Лола всегда с тоской вспоминала время, проведенное в тюрьме.
– Вот когда я сидела в тюрьме! – Это была ее коронная фраза.
В тюрьме, по ее словам, она чувствовала себя превосходно, сразу освоилась и освободилась наконец от извечной скованности. Там она подружилась с югославскими политзаключенными и с обычными уголовницами; с ними она легко нашла общий язык, завоевала их доверие, всем помогала, советовала – одним словом, была душой общества. Все разговоры с мужем насчет будущей работы неизменно сводились к тюрьме; оба приходили к выводу, что нужно искать такую работу, где она могла бы чувствовать себя «как в тюрьме», свободно и раскованно, могла бы проявить себя. Но такую работу найти было нелегко. Впоследствии она заболела и какое-то время пролежала в больнице; и там, среди других больных женщин, в ней опять возродился талант быть лидером: видимо, он проявлялся только в драматических, чрезвычайных обстоятельствах, на грани риска или перед лицом человеческих страданий.

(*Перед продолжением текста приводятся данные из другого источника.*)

PR #4991, opened 2025-10-22
chore(l1): update lighthouse to a version that supports fusaka

mpaulucci:
**Motivation**
Be able to run full nodes with fusaka

**Description**
- Updates lighthouse for all kurtosis actions


ManuelBilbao:
We should update lighthouse version on docs too. For example:
https://github.com/lambdaclass/ethrex/blob/d13c5a854554b90ce01719398bfdd7d8565ecb8d/docs/getting-started/README.md#L55

edg-l (approved):

PR #4993, opened 2025-10-22
perf(l1): batch blobs validate

edg-l:
**Motivation**

something i noticed in a lot of samplies is that `ethrex_common::types::blobs_bundle::BlobsBundle::validate` can take up to 20% of the runtime, depending on the blocks, which mainly calls `c_kzg::bindings::KZGSettings::verify_blob_kzg_proof`, however i noticed the existance of a function `verify_blob_kzg_proof_batch` which may speed up things.

Perf wise looks like about 10 mgas more in some blocks, not much

image

notif-11 is the pr


crates/common/crypto/kzg.rs
```diff
@@ -24,11 +24,15 @@ type Blob = [u8; BYTES_PER_BLOB];
 type Commitment = Bytes48;
 type Proof = Bytes48;
 
+#[cfg(feature = "c-kzg")]
+static KZG_TRUSTED_SETUP: LazyLock<&'static c_kzg::KzgSettings> =
+    LazyLock::new(|| c_kzg::ethereum_kzg_settings(KZG_PRECOMPUTE));
+
```
Oppen: Please don't do this. It's already internally a `OnceCell` in the library.

crates/common/crypto/kzg.rs
```diff
@@ -24,11 +24,15 @@ type Blob = [u8; BYTES_PER_BLOB];
...
 /// Ensures the Ethereum trusted setup is loaded so later KZG operations avoid the first-call cost.
 pub fn warm_up_trusted_setup() {
     #[cfg(feature = "c-kzg")]
     {
-        let _ = c_kzg::ethereum_kzg_settings(8);
+        std::hint::black_box(&KZG_TRUSTED_SETUP);
```
Oppen: This one is a good call though, we should make sure this doesn't get removed as dead code.

crates/common/crypto/kzg.rs
```diff
@@ -106,13 +106,36 @@ pub fn verify_blob_kzg_proof(
...
+
+#[cfg(feature = "c-kzg")]
+pub fn verify_kzg_proof_batch(
+    blobs: &[Blob],
+    commitments: &[Commitment],
+    cell_proof: &[Proof],
+) -> Result<bool, KzgError> {
+    {
+        // perf note: c_kzg::Blob is repr C maybe a unsafe transmute improves perf if the collect were deemed costly
+        let blobs: Vec<_> = blobs.iter().map(|x| c_kzg::Blob::new(*x)).collect();
```
MegaRedHand, line 124: We could try moving to a non-batched call in case the input has a length of 1

crates/common/crypto/kzg.rs
```diff
@@ -106,13 +106,36 @@ pub fn verify_blob_kzg_proof(
...
+            .verify_blob_kzg_proof(&blob.into(), &commitment.into(), &proof.into())
+            .map_err(KzgError::from)
+    }
+}
+
+#[cfg(feature = "c-kzg")]
+pub fn verify_kzg_proof_batch(
+    blobs: &[Blob],
+    commitments: &[Commitment],
+    cell_proof: &[Proof],
```
Oppen, line 120: Can't we just use type aliases for `Blob`, `Commitment` and `Proof` to avoid creating new vectors?

edg-l: afaik hard to do because the blob type from c_kzg is not the same as the simple slice type def we have right now

crates/common/crypto/kzg.rs
edg-l: i'm not sure the branch is worth it, also is it common to only have 1 blob?

Oppen (approved):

Лизетта нашла себе работу в Риме – поступила в общество «Италия – СССР». Она выучила русский; мы начали учить его втроем – она, я и Лола – сразу же после войны, только Лизетта выучила, а мы остановились на полпути. Лизетта каждый день ходила на работу и тем не менее умудрялась вести дом; теперь она сама занималась детьми, хотя и делала вид, что дети ее не интересуют и растут совершенно самостоятельными, несмотря на еще нежный возраст. Отпуск она по-прежнему проводила в Турине и привозила детей с собой. Когда ее спрашивали, где дети, она рассеянно отмахивалась: мол, даже не помнит, где их оставила, должно быть, бегают где-нибудь по улицам. А дети в это время гуляли в парке под присмотром бабушки и няньки, и, как только темнело, Лизетта мчалась за ними, прихватив шарфики и беретики; как-то незаметно, не признаваясь в этом ни себе, ни другим, она превратилась в нежную, любящую, заботливую мать.
А еще Лизетта все время притворялась, что у нее с мужем серьезные политические разногласия. На самом деле при муже она вела себя тихо, как овечка, и даже в мыслях не позволяла себе хоть в чем-то с ним не согласиться. Да и какие могли между ними быть разногласия? Партия действия, пе-де-а, канула в прошлое, не оставив по себе даже памяти, а Лизетта заявляла, что ее зловещая тень маячит повсюду, особенно в стенах ее собственного дома. Едва ее дети стали хоть сколько-нибудь способны мыслить, она кинулась с ними в полемику, главным образом со старшей; та своим остроумием и независимостью частенько ставила ее в тупик, и, бывало, мать и дочь долго спорили перед каким-нибудь мясным блюдом о богатых и бедных, левых и правых, о Сталине, церкви и Христе.